Your task: For every line in the records that has the word "Parking", make a copy.

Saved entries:
......
Issue #17797, opened 2026-01-30
Importing a route GPX is possible, but breaks caches already saved.


JakeDot:
### Describe your problem!

<img width="1080" height="2340" alt="Image" src="https://github.com/user-attachments/assets/eb9f1dc7-453a-4fc6-9686-a63dfa394b10" />

Routes can be exported and contain geocache data.

When such a route is imported instead, as a GPX file, the cache data is overwritten with the GPX data, which doesn't seem to include all the details.

### How to reproduce?

1. Export current route to GPX
2. Import GPX (to any List)
3. Mangled data

### Reproducible

Yes

### c:geo Version

2026.01.20-faf18ef developer build

### System information

```text

```

### Additional Information

@copilot can you find out what data is exported from the current route to GPX, focus on the title field of the geocache, which seems to be populated with the caches GC-Code?

ReggieDoodle:
Sorry to hijack your ticket but how does the integration with copilot work?
Is there a guide? Can anyone use it?
Tks
Dave

JakeDot:
@ReggieDoodle 

If I'm informed correctly team members can use it in the cgeo/cgeo repo, anyone else (if they paid for it I guess) can use it in their forks.

I've been using it via the web interface

<img width="1755" height="343" alt="Image" src="https://github.com/user-attachments/assets/09e7f5ea-05b2-4848-8773-08e32b8505e9" />

and via copilot plugin in Android Studio

<img width="1917" height="996" alt="Image" src="https://github.com/user-attachments/assets/ac0726c9-6d4d-4975-906a-c8a84db28d63" />

eddiemuc:
> Sorry to hijack your ticket but how does the integration with copilot work? Is there a guide? Can anyone use it? Tks Dave

Hi Dave,

For usage of GitHub Copilot there are good guides by GitHub itself eg https://docs.github.com/en/copilot/get-started/quickstart. Basically, you need to have the right license with github and then can start in github gui or in the IDE of your choice (with github copilot integration) right away. For c:geo you usually need to work in your own c:geo fork though.

There's no c:geo-specific guide for copilot (to my knowledge). But I guess c:geo's handling of copilot can be summarized like this:
c:geo is **prepared for copilot** usage, but each **contributor remains responsible for everything created in his/her name** (with or without copilot or other tools).

By **prepared for copilot** I mean:
[...]

PR #17798, opened 2026-01-30
Improve route GPX handling

JakeDot:
**rel to #17797: Fix 
cache name overwrite and improve GPX export** - **rel to 
#17797: Ensure getName() never returns null**

 

j
## Description
<!-- Provide a summary of the cont

### DIFF
--- a/main/src/androidTest/java/cgeo/geocaching/models/GeocacheTest.java
+++ b/main/src/androidTest/java/cgeo/geocaching/models/GeocacheTest.java
@@ -583,6 +583,28 @@ public class GeocacheTest {
     }
 
     @Test
+    public void testMergeNameWhenGeocodeUsedAsName() {
+        // Test for issue #17797: When importing route GPX, cache name should not be overwritten with geocode
+        final Geocache stored = new Geocache();
+        stored.setGeocode("GC12345");
+        stored.setName("My Awesome Cache");
+        stored.setDetailed(true);
+        stored.setCoords(new Geopoint(40.0, 8.0));
+        saveFreshCacheToDB(stored);
+
+        // Simulate a cache imported from a route GPX where the name field contains the geocode
+        final Geocache imported = new Geocache();
+        imported.setGeocode("GC12345");
+        imported.setName("GC12345"); // Name is set to geocode (the problem)
+        imported.setCoords(new Geopoint(40.0, 8.0));
+
+        imported.gatherMissingFrom(stored);
+
+        // The name should be taken from the stored cache, not kept as the geocode
+        assertThat(imported.getName()).as("merged name should not be geocode").isEqualTo("My Awesome Cache");
+    }
+
+    @Test
     public void testMergeLocalUserModifiedCoordsNotServerSideModified() {
         final Geocache stored = new Geocache();
         stored.setGeocode("GC12345");
--- a/main/src/main/java/cgeo/geocaching/export/IndividualRouteExportTask.java
+++ b/main/src/main/java/cgeo/geocaching/export/IndividualRouteExportTask.java
@@ -3,13 +3,17 @@ package cgeo.geocaching.export;
 import cgeo.geocaching.R;
 import cgeo.geocaching.activity.ActivityMixin;
 import cgeo.geocaching.location.Geopoint;
+import cgeo.geocaching.models.Geocache;
+import cgeo.geocaching.models.RouteItem;
 import cgeo.geocaching.models.RouteSegment;
+import cgeo.geocaching.models.Waypoint;
 import cgeo.geocaching.storage.ContentStorage;
 import cgeo.geocaching.storage.PersistableFolder;
 import cgeo.geocaching.utils.AsyncTaskWithProgress;
 import cgeo.geocaching.utils.CalendarUtils;
 import cgeo.geocaching.utils.Log;
 import cgeo.geocaching.utils.ShareUtils;
+import cgeo.geocaching.utils.SynchronizedDateFormat;
 import cgeo.geocaching.utils.UriUtils;
 import cgeo.geocaching.utils.xml.XmlUtils;
 import cgeo.org.kxml2.io.KXmlSerializer;
@@ -17,6 +21,7 @@ import cgeo.org.kxml2.io.KXmlSerializer;
 import android.app.Activity;
 import android.net.Uri;
 
+import androidx.annotation.NonNull;
 import androidx.annotation.Nullable;
 
 import java.io.BufferedWriter;
@@ -26,8 +31,11 @@ import java.io.OutputStreamWriter;
 import java.io.Writer;
 import java.nio.charset.StandardCharsets;
 import java.util.ArrayList;
+import java.util.Date;
+import java.util.Locale;
 
 import org.apache.commons.io.IOUtils;
+import org.apache.commons.lang3.StringUtils;
 import org.xmlpull.v1.XmlSerializer;
 
 public class IndividualRouteExportTask extends AsyncTaskWithProgress<RouteSegment, Uri> {
@@ -40,6 +48,16 @@ public class IndividualRouteExportTask extends AsyncTaskWithProgress<RouteSegmen
 
     private static final String PREFIX_XSI = "xsi";
     private static final String NS_XSI = "http://www.w3.org/2001/XMLSchema-instance";
+
+    private static final String PREFIX_GROUNDSPEAK = "groundspeak";
+    private static final String NS_GROUNDSPEAK = "http://www.groundspeak.com/cache/1/0/1";
+    private static final String GROUNDSPEAK_SCHEMA = NS_GROUNDSPEAK + "/cache.xsd";
+
+    private static final String PREFIX_GSAK = "gsak";
+    private static final String NS_GSAK = "http://www.gsak.net/xmlv1/6";
+    private static final String GSAK_SCHEMA = NS_GSAK + "/gsak.xsd";
+
+    private static final SynchronizedDateFormat dateFormatZ = new SynchronizedDateFormat("yyyy-MM-dd'T'HH:mm:ss'Z'", Locale.US);
 
     IndividualRouteExportTask(final Activity activity, final String filename, final boolean exportAsTrack) {
         super(activity, activity.getString(R.string.export_individualroute_title));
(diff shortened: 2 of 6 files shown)


SammysHP:
Can you share a before/after comparison of the generated GPX file? I think this breaks waypoint references and handling in other apps. Historically, caches and waypoints use the geocode as their name and other apps expect this format.

JakeDot:
retest this please

JakeDot:
> Can you share a before/after comparison of the generated GPX file? I think this breaks waypoint references and handling in other apps.

# Sample Route GPX Export

This is a sample GPX export from a route containing three items:
1. **A geocache** (GC1TEST - "Sample Traditional Cache")
2. **A waypoint** of that cache (Parking waypoint)
3. **A simple coordinate** point

## Full GPX Output

```xml
<?xml version='1.0' encoding='UTF-8' standalone='yes' ?>
<gpx version="1.1" creator="c:geo - http://www.cgeo.org/" 
     xmlns="http://www.topografix.com/GPX/1/1" 
     xmlns:xsi="http://www.w3.org/2001/XMLSchema-instance" 
     xmlns:groundspeak="http://www.groundspeak.com/cache/1/0/1" 
     xmlns:gsak="http://www.gsak.net/xmlv1/6" 
     xsi:schemaLocation="http://www.topografix.com/GPX/1/1 http://www.topografix.com/GPX/1/1/gpx.xsd http://www.groundspeak.com/cache/1/0/1 http://www.groundspeak.com/cache/1/0/1/cache.xsd http://www.gsak.net/xmlv1/6 http://www.gsak.net/xmlv1/6/gsak.xsd">
  
  <metadata>
    <name>c:geo individual route</name>
    <time>2026-02-01T08:20:00Z</time>
  </metadata>

  <!-- Waypoint 1: Geocache with full metadata -->
  <wpt lat="48.859683" lon="9.1874">
    <name>GC1TEST</name>
    <desc>Sample Traditional Cache</desc>
    <groundspeak:cache id="123456" available="True" archived="False">
      <groundspeak:name>Sample Traditional Cache</groundspeak:name>
      <groundspeak:placed_by>CacheOwner</groundspeak:placed_by>
      <groundspeak:type>Traditional Cache</groundspeak:type>
      <groundspeak:container>regular</groundspeak:container>
      <groundspeak:difficulty>2.5</groundspeak:difficulty>
      <groundspeak:terrain>3</groundspeak:terrain>
    </groundspeak:cache>
    <gsak:wptExtension>
      <gsak:Watch>true</gsak:Watch>
      <gsak:IsPremium>false</gsak:IsPremium>
      <gsak:FavPoints>15</gsak:FavPoints>
      <gsak:GcNote>Great cache with nice view!</gsak:GcNote>
      <gsak:UserFound>2021-01-01T00:00:00Z</gsak:UserFound>
    </gsak:wptExtension>
  </wpt>

  <!-- Waypoint 2: Cache waypoint with parent reference -->
  <wpt lat="48.86" lon="9.1875">
    <name>GC1TEST-01</name>
    <desc>Parking</desc>
    <gsak:wptExtension>
      <gsak:Parent>GC1TEST</gsak:Parent>
    </gsak:wptExtension>
  </wpt>

  <!-- Waypoint 3: Simple coordinate (no extensions) -->
  <wpt lat="48.8605" lon="9.188">
    <name>COORDS! N 48° 51.630 E 009° 11.280</name>
    <!-- No extensions for simple coordinates -->
  </wpt>

  <!-- Route definition -->
  <rte>
    <name>c:geo individual route 2026-02-01T08:20:00Z</name>
    <rtept lat="48.859683" lon="9.1874">
      <name>GC1TEST</name>
    </rtept>
    <rtept lat="48.86" lon="9.1875">
      <name>GC1TEST-01</name>
    </rtept>
    <rtept lat="48.8605" lon="9.188">
      <name>COORDS! N 48° 51.630 E 009° 11.280</name>
    </rtept>
  </rte>

</gpx>
```

## Breakdown by Item Type

### 1. Geocache Waypoint (GC1TEST)

The geocache includes:
- **Basic waypoint data**: coordinates, name, description
- **Groundspeak cache extension** with:
  - Cache ID, availability, and archived status
  - Cache name, owner, type, and container size
  - Difficulty and terrain ratings
- **GSAK extension** with:
  - Watchlist status (`Watch`)
  - Premium membership requirement (`IsPremium`)
  - Favorite points count (`FavPoints`)
  - Personal note (`GcNote`)
  - Found date (`UserFound`)

### 2. Cache Waypoint (Parking)

The cache waypoint includes:
- **Basic waypoint data**: coordinates, name (geocode + prefix), description
- **GSAK extension** with:
  - Parent cache reference (`Parent: GC1TEST`)
  - Would also include `Child_ByGSAK: true` if it was user-defined

### 3. Simple Coordinate Point

The coordinate point includes:
- **Only basic waypoint data**: coordinates and formatted name
- **No extensions** - keeps the GPX clean for simple points

## Key Differences from Original Implementation

Before this enhancement, all waypoints would have looked like waypoint #3 - just coordinates and a name. Now:

- **Geocaches** get full metadata that can be used by GSAK and other tools
- **Cache waypoints** maintain their relationship to parent caches
- **User-defined waypoints** are properly flagged
- **Simple coordinates** remain clean and simple

This allows exported routes to be much more useful when imported into other geocaching tools!

SammysHP:
Shouldn't the waypoint be named `011TEST`? I'm not sure if that has changed in recent years, but in the past the waypoint geocode was constructed by removing the platform prefix and replacing it with the two-character waypoint ID. (This can cause conflicts with other platforms and I don't know it it is still used anywhere when reading GPX files.)

JakeDot:
Maybe the route export doesn't know about that. I will fix that.

SammysHP:
That's why I asked for a before/after comparison. I wasn't sure about the previous implementation. Maybe that was by design or it was something that should be tracked in a separate issue.

JakeDot:
@SammysHP fixed

eddiemuc:
It is not really clear to me what this PR is doing. Closing for nbow. Please reopen if necessary

JakeDot:
@eddiemuc 

This PR fixes the problem that arises when you export a route and then import it with the general GPX import instead of the route import function:

Geocache names disappear and are replaced by the GC-Code in c:geo's DB because the import treats the <name> tag in the GPX as the cache name in the absence of groundpeak: and gsak: namespace tags.

The PR adds those namespaces into the exported GPX, which also improves interoperability with other GPX reading tools.

Please reopen.

main/src/androidTest/java/cgeo/geocaching/models/GeocacheTest.java
```diff
@@ -582,6 +582,28 @@ public void testMergeDownloadedStored() {
         assertThat(download.getHint()).as("merged hint").isEmpty();
     }
 
+    @Test
```
eddiemuc, line 585: Why is this test in intrumented test folder (not in unit test folder)?

main/src/main/java/cgeo/geocaching/export/IndividualRouteExportTask.java
```diff
@@ -41,6 +49,16 @@ public class IndividualRouteExportTask extends AsyncTaskWithProgress<RouteSegmen
     private static final String PREFIX_XSI = "xsi";
     private static final String NS_XSI = "http://www.w3.org/2001/XMLSchema-instance";
 
+    private static final String PREFIX_GROUNDSPEAK = "groundspeak";
```
eddiemuc, line 52: In this file there seems to be much duplication of stuff available in GpxSerializer

main/src/main/java/cgeo/geocaching/export/IndividualRouteExportTask.java
```diff
@@ -134,6 +155,113 @@ private void exportPoint(final XmlSerializer gpx, final String tag, final Geopoi
         gpx.endTag(null, tag);
     }
 
+    private void exportWaypoint(final XmlSerializer gpx, @NonNull final RouteItem item) throws IOException {
```
eddiemuc, line 158: seems to be duplicated from GpxSerializer?

main/src/test/java/cgeo/geocaching/export/IndividualRouteExportTaskTest.java
```diff
@@ -0,0 +1,17 @@
+package cgeo.geocaching.export;
+
+import org.junit.Test;
+import static org.assertj.core.api.Java6Assertions.assertThat;
+
+/**
+ * Unit tests for IndividualRouteExportTask to verify namespace declarations.
+ */
+public class IndividualRouteExportTaskTest {
```
eddiemuc, line 9: File is too much for just one one-line-test

main/src/test/java/cgeo/geocaching/models/GeocacheUnitTest.java
```diff
@@ -0,0 +1,84 @@
+package cgeo.geocaching.models;
+
+import cgeo.geocaching.enumerations.CacheType;
+import cgeo.geocaching.location.Geopoint;
+
+import org.junit.Test;
+import static org.assertj.core.api.Java6Assertions.assertThat;
+
+public class GeocacheUnitTest {
```
eddiemuc, line 9: I like the idea of having (non-instrumented) unit-tests for Geocache!

eddiemuc (commented):
It seems your approach duplicates many things from GpxSerializer and is specific only to when you export geocache data from an individual route. This seems not an ideal solution to me. It would be better to unify export via GpxSerializer and IndividualRoute.

Note: I don't think this can be done by copilot

eddiemuc:
PR reopened, but see my comments

SammysHP:
> This PR fixes the problem that arises when you export a route and then import it with the general GPX import instead of the route import function

Wouldn't it make sense to fix the import and make the merging algorithm more robust against such issues?

moving-bits:
Is this PR about exporting routes (and importing it into tools other than c:geo, therefore supplying them with more meta data), or is it about conflicts when importing a c:geo-created GPX for an individual route as a regular GPX file?

If the latter, just the import should be fixed, without adding all the meta data.

If the former, then
- metadata should be added by using the existing methods instead of duplicating them (see @eddiemuc's comments)
- importing such a file as an individual route file should be tested to not break anything on it's main use case. You should tests all kinds of different waypoints and cache types (GC caches, OC caches, Lab adventures, single waypoints, plain coordinates etc.).

Setting "WIP" label for the time being.

moving-bits:
Closing due to lack of feedback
......
Response box:
2. **A waypoint** of that cache (Parking waypoint)
    <desc>Parking</desc>
### 2. Cache Waypoint (Parking)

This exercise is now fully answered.